- Film poster
- Directed by: Meredith Edwards
- Written by: Naomi McDougall Jones
- Produced by: Naomi McDougall Jones Sarah Wharton
- Starring: Christian Coulson Naomi McDougall Jones Annie Golden Naomi Grossman
- Cinematography: Eun-ah Lee
- Edited by: T.J. Misny Chris Steele-Nicholson
- Music by: Eric Francis Olson
- Release date: May 7, 2019;
- Running time: 83 minutes
- Country: United States
- Language: English

= Bite Me (2019 film) =

Bite Me is a 2019 American romantic comedy film directed by Meredith Edwards and written by Naomi McDougall Jones. The film stars Christian Coulson, Naomi McDougall Jones, Annie Golden and Naomi Grossman.
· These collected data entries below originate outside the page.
PR #4762, opened 2024-12-12
docs: remove alpha feature nature from C8 Query API

### LINKED ISSUE #4761: Mark C8 REST Query API as stable
## Description

Remove the alpha feature state of the C8 Query API from the overview.

## Out of scope

Removing the alpha annotation from the specification happens in https://github.com/camunda/camunda/issues/26022

tmetzke:
## Description

Remove the alpha documentation from the C8 REST Query API.

closes #4761 

## PR Checklist

### DIFF
--- a/docs/apis-tools/camunda-api-rest/camunda-api-rest-overview.md
+++ b/docs/apis-tools/camunda-api-rest/camunda-api-rest-overview.md
@@ -39,17 +39,4 @@ spring.servlet.multipart.max-request-size=4MB
 
 For example, if you increase the `maxMessageSize` to 10MB, increase these property values to 10MB as well.
 
-### Query API
-
-:::warning
-Query API endpoints do not currently support [resource authorizations][], and can be used to expand user access to restricted resources. If you use resource permissions, allowing public access to those endpoints is not recommended.
-:::
-
-All Query API endpoints contain an `(alpha)` declaration. Those endpoints are not accessible by default in Camunda 8 clusters.
-
-You can enable the [alpha feature][] search endpoints by setting either the configuration property `camunda.rest.query.enabled` to `true`,
-or the environment variable `CAMUNDA_REST_QUERY_ENABLED` to `true`.
-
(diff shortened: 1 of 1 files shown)


christinaausley (approved):

pepopowitz (approved):
1. In terms of sequencing, we should probably wait to merge this PR until https://github.com/camunda/camunda/issues/26022 is complete and the API spec has been updated here in the docs.
2. @tmetzke I interpret this PR to mean that we do not intend to have alpha features in the API in the future. Is that accurate? If it's not, and it's more a case of we've graduated all _current_ alpha endpoints, then I think we should leave this explanation in the docs for when another alpha endpoint comes. 
3. If we are indeed done with alpha endpoints, then there is also some logic I can remove in the API generation process (which docusaurus-ifies the alpha notes in the spec). I will take care of this.

tmetzke:
> 1. In terms of sequencing, we should probably wait to merge this PR until [Remove alpha label from query API in OpenAPI spec camunda#26022](https://github.com/camunda/camunda/issues/26022) is complete and the API spec has been updated here in the docs.

Yep, that makes sense; I'll try to get that one in today.

> 2. @tmetzke I interpret this PR to mean that we do not intend to have alpha features in the API in the future. Is that accurate? If it's not, and it's more a case of we've graduated all _current_ alpha endpoints, then I think we should leave this explanation in the docs for when another alpha endpoint comes.
> 3. If we are indeed done with alpha endpoints, then there is also some logic I can remove in the API generation process (which docusaurus-ifies the alpha notes in the spec). I will take care of this.

No, this means we're removing the alpha status from the Query API. That is also the only thing that was documented here. All other (still existing) alpha-state endpoints remain in the API. They each describe why they are marked as an alpha feature. I am not 100% sure what's in our docusaurus routine for alpha endpoints. If it's just adding a visible `:::note:::` element that links to the official alpha feature documentation, we can keep that.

The film premiered at the Cinequest Film Festival.

==Premise==
The film is a subversive romantic comedy about a real-life vampire and the IRS agent who audits her.

==Cast==
- Christian Coulson as James
- Naomi McDougall Jones as Sarah
- Annie Golden as Faith
- Naomi Grossman as Chrissy
- Harold Surratt as Tim
- Mahira Kakkar as Lily
- Cynthia Mace as Nan
- Katherine Kahrs as Lindsay Bolt

==Release==
Bite Me releases in the form of a 51-screening, 40-city, 3-month, RV-fueled, Joyful Vampire Tour of America from May 6-August 1, 2019.